▶ GOAL OF THE EXERCISE: Give again the line that contains "- add a legacy_url" and every line after it to the end of the records. Keep them exactly as they are and add nothing.

▶ EXTRACTED INFORMATION:
PR #698, opened 2019-08-07
Add a redirect model and dashboard

bibliotechy:
Adds a redirect model that allows administrate users to

- define an incoming legacy_path ("/scrc/ask")
- define either
  - a static local path it should go to ("/forms/ask-scrc")
  - a redirectable object it should redirect to. Can choose from
    - Buildings
    - Collections
    - Pages
    - Spaces
    - Services
    - Policies

Any non matched redirect reverts to a 404

### Static URLS
- Go to the Redirects  admin dashboard  - /admin/redirects
- Create a new redirect
  - add a legacy_url i.e ("scrc/ask-here") (should not start with a slash)
  - add known static path in the manifold_url ("/forms/ask-scrc") (needs to start with a slash)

▶ ANSWER SECTION:
  - add a legacy_url i.e ("scrc/ask-here") (should not start with a slash)
  - add known static path in the manifold_url ("/forms/ask-scrc") (needs to start with a slash)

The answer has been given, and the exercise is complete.